Is There Dancing in Heaven?
Articles Inspirational articles from Hay House authors
Is There Dancing in Heaven?
My encounter with eternity.She ran forward to prevent me from collapsing on the floor.
“Are you okay?” she asked as she reached out and took hold of my arm. “You turned white and should probably sit down. Come over here with me.”
She led me to an area where four or five hay bales rested against the wall, then guided me by the arm till I was sitting down. I placed my head between my legs to let the blood return to my brain and to shelter myself from the strange hallucination. My eyes were closed so I couldn’t see my surroundings, but the fact remained that a woman who looked and sounded exactly like Linda was sitting next to me. And yet, it wasn’t the woman I knew in middle age who had died when she was forty-three. The woman who sat next to me was in her early twenties, the same age Linda was when we met. Her hair was long and straight and she wore an outfit that I remembered well, a Laura Ashley dress that resembled a hipper version of something from Little House on the Prairie. I finally gained the courage to sit upright, then opened my eyes to look at her again. Her smile was bright, and her eyes possessed a brilliance that seemed otherworldly.
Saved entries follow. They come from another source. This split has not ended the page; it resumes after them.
PR #1877, opened 2019-04-01
Using available cores rather than total for the pools on linux/android/BSD.

devnexen:
Issue with the C++ api it might not reflect the reality of the H/W,
and on Android, in battery saving mode for example, might be more
reasonable to use what the system really offers.

### DIFF
--- a/src/lib/utils/os_utils.cpp
+++ b/src/lib/utils/os_utils.cpp
@@ -15,6 +15,10 @@
 #include <chrono>
 #include <cstdlib>
 
+#if defined(BOTAN_TARGET_OS_HAS_THREADS)
+  #include <thread>
+#endif
+
 #if defined(BOTAN_TARGET_OS_HAS_EXPLICIT_BZERO)
   #include <string.h>
 #endif
@@ -161,6 +165,36 @@ uint64_t OS::get_cpu_cycle_counter()
 #endif
 
    return rtc;
+   }
+
+size_t OS::get_cpu_total()
+   {
+   size_t tt = 1;
+#if defined(BOTAN_TARGET_OS_HAS_POSIX1) && defined(_SC_NPROCESSORS_CONF)
+   long res;
+   if ((res = ::sysconf(_SC_NPROCESSORS_CONF)) <= 0)
+     {
+          return 1;
+     }
+     tt = static_cast<size_t>(res);
+#elif defined(BOTAN_TARGET_OS_HAS_THREADS)
+     tt = static_cast<size_t>(std::thread::hardware_concurrency());
+#endif
+     return tt;
+   }
+
+size_t OS::get_cpu_available()
+   {
+#if defined(BOTAN_TARGET_OS_HAS_POSIX1) && defined(_SC_NPROCESSORS_ONLN)
+   long res;
+   if ((res = ::sysconf(_SC_NPROCESSORS_ONLN)) <= 0)
+     {
+       return 1;
+     }
+   return static_cast<size_t>(res);
+#else
+   return get_cpu_total();
+#endif
    }
 
 uint64_t OS::get_high_resolution_clock()
--- a/src/lib/utils/os_utils.h
+++ b/src/lib/utils/os_utils.h
@@ -50,6 +50,9 @@ bool running_in_privileged_state();
 */
 uint64_t BOTAN_TEST_API get_cpu_cycle_counter();
 
+size_t BOTAN_TEST_API get_cpu_total();
+size_t BOTAN_TEST_API get_cpu_available();
+
 /*
 * @return best resolution timestamp available
 *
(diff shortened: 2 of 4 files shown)


src/build-data/os/android.txt
```diff
@@ -18,4 +18,5 @@ getauxval
 sockets
 threads
 filesystem
+sysconf
```
randombit: sysconf function is part of POSIX.1-2001 so these can be removed and go off `defined(BOTAN_TARGET_OS_HAS_POSIX1)`

src/lib/utils/os_utils.cpp
```diff
@@ -15,6 +15,10 @@
 #include <chrono>
 #include <cstdlib>
 
+#if !defined(BOTAN_TARGET_OS_HAS_SYSCONF)
+  #include <thread>
```
randombit: This include should be guarded by `BOTAN_TARGET_OS_HAS_THREADS`  since there are platforms that have neither POSIX APIs nor thread support.

src/lib/utils/os_utils.cpp
```diff
@@ -163,6 +167,27 @@ uint64_t OS::get_cpu_cycle_counter()
    return rtc;
    }
 
+long OS::get_cpu_total()
+   {
+   static long tt = 0;
```
randombit: Remove the caching, this will cause warnings from race checkers since the access is not serialized. I know the call is slightly expensive but usually it will be followed by spawning some threads which is far more costly, so I don't think the overhead matters.

src/lib/utils/os_utils.cpp
```diff
@@ -163,6 +167,27 @@ uint64_t OS::get_cpu_cycle_counter()
...
+   if(tt == 0)
+#if defined(BOTAN_TARGET_OS_HAS_SYSCONF)
```
randombit: POSIX includes sysconf but does not guarantee existence of `_SC_NPROCESSORS_xx` so this guard should be `defined(BOTAN_TARGET_OS_HAS_POSIX1) && defined(_SC_NPROCESSORS_CONF)`

I'm not sure if POSIX actually guarantees that sysconf args are macros (vs an enum) but worst case, such (weird) platforms don't get CPU count info. So whatever.

src/lib/utils/os_utils.cpp
```diff
@@ -163,6 +167,27 @@ uint64_t OS::get_cpu_cycle_counter()
...
+      tt = sysconf(_SC_NPROCESSORS_CONF);
```
randombit: Use `::` to refer to functions in the global namespace, ie `::sysconf`

Also, check return value, if <= 0 then fall back to using `std::thread::hardware_concurrency` if available (`HAS_THREADS`) or just return 1

src/lib/utils/os_utils.cpp
```diff
@@ -163,6 +167,27 @@ uint64_t OS::get_cpu_cycle_counter()
...
+#else
+      tt = std::thread::hardware_concurrency();
+#endif
+   return tt;
+   }
+
+long OS::get_cpu_available()
+   {
+#if defined(BOTAN_TARGET_OS_HAS_SYSCONF)
+   return sysconf(_SC_NPROCESSORS_ONLN);
```
randombit: Ditto re `::sysconf`, checking return value, and changing macro guard.

src/lib/utils/os_utils.h
```diff
@@ -50,6 +50,9 @@ bool running_in_privileged_state();
 */
 uint64_t BOTAN_TEST_API get_cpu_cycle_counter();
 
+long BOTAN_TEST_API get_cpu_total();
+long BOTAN_TEST_API get_cpu_available();
```
randombit: Both functions should return size_t since the result should never be negative.

(Ideally we would have a `NonZero<T>` guard so as to statically check the result is also != 0, but that's a problem for later)

src/lib/utils/os_utils.cpp
randombit: Condition here is inverted (should be HAS_THREADS, not !HAS_THREADS)

src/lib/utils/os_utils.cpp
```diff
@@ -163,6 +167,36 @@ uint64_t OS::get_cpu_cycle_counter()
...
+   {
+   size_t tt = 0;
+#if defined(BOTAN_TARGET_OS_HAS_POSIX1) && defined(_SC_NPROCESSORS_CONF)
+   long res;
+   if ((res = ::sysconf(_SC_NPROCESSORS_CONF)) <= 0)
+     {
+          return 1;
+     }
+     tt = static_cast<size_t>(res);
+#else
```
randombit: This should be guarded with `HAS_THREADS`, then a final `#else` (for both no threads and no sysconf) that just sets tt to 1.

src/lib/utils/os_utils.cpp
randombit: Missing include due to this is causing Windows CI to fail.

devnexen: AH sorry ... typo.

“My name is Linda,” she said as she reached out her hand. I didn’t know if I should offer mine in return or not, but finally did when I realized she wasn’t going to pull away. “I saw you walking toward me, then you had this terrible pain in your face and I thought you were going to pass out.”
“You said your name is Linda?” I asked without looking at her.
“Yes, that’s what I said.”
“Linda what? What’s your last name?”
It was as if the question puzzled her. She looked toward the far wall of the barn as if she was thinking, then turned back to me and said: “I honestly don’t know. It feels like I do, or that I should, but for the life of me I don’t know what it is. I guess it isn’t important.”
“Do you know who I am?” I asked, finally getting up enough courage to look directly into her eyes. “You have to recognize me . . . do you know my name?”
She looked into my eyes and at my face. “Well, you do look very familiar, but I can’t say I know who you are. Am I supposed to?”
It was as if something broke inside me and I wasn’t able to hold myself together any longer. There was no question that this was the young woman I’d met in 1984, married, and raised a daughter with. She was also the woman who had been brutally murdered three and a half years earlier. That was the thing that disturbed me the most, the fact
that the woman I had been grieving for was now sitting in front of me as if nothing had ever changed.
“Yes, you are supposed to,” I said as I stood up from the hay bale. “It’s me . . . your husband, or ex-husband, or whatever. Why don’t you recognize me? And where the hell are we where this kind of thing feels so natural and normal?”
“I can guarantee we’re not in hell,” she said with a smile. “I wish I could help you more, but I honestly don’t remember. All I know is that I came to this wonderful dance and you’re here with me. You’re a little confused, but you seem like a nice person so I want to help you. Can you tell me what I should do now?”
Her words were so innocent, like a child wanting to please a loved one or a lover opening her heart to a person she tenderly cares for. I decided to relax as best I could, and sat back down, then took a deep breath.
“I don’t know what’s happening here,” I said, “but this is the most incredible and bizarre thing I’ve ever experienced, or even heard of.”